Exercise prompt
From the entries below, return exactly the lines beginning at the one that contains "- [x] Port requires" and ending at the one that contains "As far as I", both of them included, and only those lines.

:: Data

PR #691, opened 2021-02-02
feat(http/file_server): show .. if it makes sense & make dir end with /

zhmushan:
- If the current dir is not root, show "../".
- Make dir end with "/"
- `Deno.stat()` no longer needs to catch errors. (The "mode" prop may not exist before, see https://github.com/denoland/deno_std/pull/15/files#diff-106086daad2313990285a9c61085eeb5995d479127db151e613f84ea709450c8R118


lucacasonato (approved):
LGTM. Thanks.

::::
:: Data

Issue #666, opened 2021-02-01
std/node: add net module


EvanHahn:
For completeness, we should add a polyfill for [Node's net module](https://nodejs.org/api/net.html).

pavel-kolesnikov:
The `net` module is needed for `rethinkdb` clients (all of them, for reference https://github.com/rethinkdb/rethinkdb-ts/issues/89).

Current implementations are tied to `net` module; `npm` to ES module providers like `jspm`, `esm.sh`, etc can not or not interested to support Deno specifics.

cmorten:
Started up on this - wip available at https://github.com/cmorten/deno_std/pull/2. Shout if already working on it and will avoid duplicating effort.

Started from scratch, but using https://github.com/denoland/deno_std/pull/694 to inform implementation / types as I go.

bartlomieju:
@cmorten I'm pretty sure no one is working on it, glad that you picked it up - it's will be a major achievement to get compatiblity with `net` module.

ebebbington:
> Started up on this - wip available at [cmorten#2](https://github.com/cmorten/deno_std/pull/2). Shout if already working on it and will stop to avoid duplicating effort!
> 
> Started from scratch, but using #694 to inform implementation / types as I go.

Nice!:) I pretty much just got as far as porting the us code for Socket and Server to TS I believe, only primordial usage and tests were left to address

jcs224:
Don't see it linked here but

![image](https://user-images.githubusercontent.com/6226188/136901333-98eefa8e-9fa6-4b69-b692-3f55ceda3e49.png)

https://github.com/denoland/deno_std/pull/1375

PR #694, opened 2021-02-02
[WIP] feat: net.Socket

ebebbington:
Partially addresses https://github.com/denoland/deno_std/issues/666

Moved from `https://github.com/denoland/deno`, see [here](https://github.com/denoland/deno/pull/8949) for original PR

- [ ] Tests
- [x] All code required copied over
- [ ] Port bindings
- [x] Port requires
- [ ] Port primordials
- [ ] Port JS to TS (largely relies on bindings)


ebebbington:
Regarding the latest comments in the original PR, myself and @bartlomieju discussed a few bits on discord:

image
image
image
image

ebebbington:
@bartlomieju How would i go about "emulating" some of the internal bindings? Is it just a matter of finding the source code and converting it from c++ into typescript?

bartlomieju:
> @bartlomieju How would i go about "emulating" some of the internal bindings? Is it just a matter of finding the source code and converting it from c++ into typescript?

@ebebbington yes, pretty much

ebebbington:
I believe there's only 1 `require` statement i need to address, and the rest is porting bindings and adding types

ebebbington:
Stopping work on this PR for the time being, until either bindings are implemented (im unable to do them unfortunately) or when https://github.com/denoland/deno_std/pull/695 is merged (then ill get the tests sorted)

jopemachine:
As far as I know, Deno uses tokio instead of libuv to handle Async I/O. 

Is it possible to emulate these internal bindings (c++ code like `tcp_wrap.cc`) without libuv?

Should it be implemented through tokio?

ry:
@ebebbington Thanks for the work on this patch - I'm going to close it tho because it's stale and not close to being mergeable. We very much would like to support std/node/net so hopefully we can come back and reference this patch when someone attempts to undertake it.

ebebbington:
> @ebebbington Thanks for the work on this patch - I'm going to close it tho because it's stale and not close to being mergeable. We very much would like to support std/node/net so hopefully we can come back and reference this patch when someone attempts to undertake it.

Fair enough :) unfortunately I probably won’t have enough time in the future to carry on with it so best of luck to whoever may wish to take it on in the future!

::::

Task solution
- [x] Port requires
- [ ] Port primordials
- [ ] Port JS to TS (largely relies on bindings)


ebebbington:
Regarding the latest comments in the original PR, myself and @bartlomieju discussed a few bits on discord:

image
image
image
image

ebebbington:
@bartlomieju How would i go about "emulating" some of the internal bindings? Is it just a matter of finding the source code and converting it from c++ into typescript?

bartlomieju:
> @bartlomieju How would i go about "emulating" some of the internal bindings? Is it just a matter of finding the source code and converting it from c++ into typescript?

@ebebbington yes, pretty much

ebebbington:
I believe there's only 1 `require` statement i need to address, and the rest is porting bindings and adding types

ebebbington:
Stopping work on this PR for the time being, until either bindings are implemented (im unable to do them unfortunately) or when https://github.com/denoland/deno_std/pull/695 is merged (then ill get the tests sorted)

jopemachine:
As far as I know, Deno uses tokio instead of libuv to handle Async I/O. 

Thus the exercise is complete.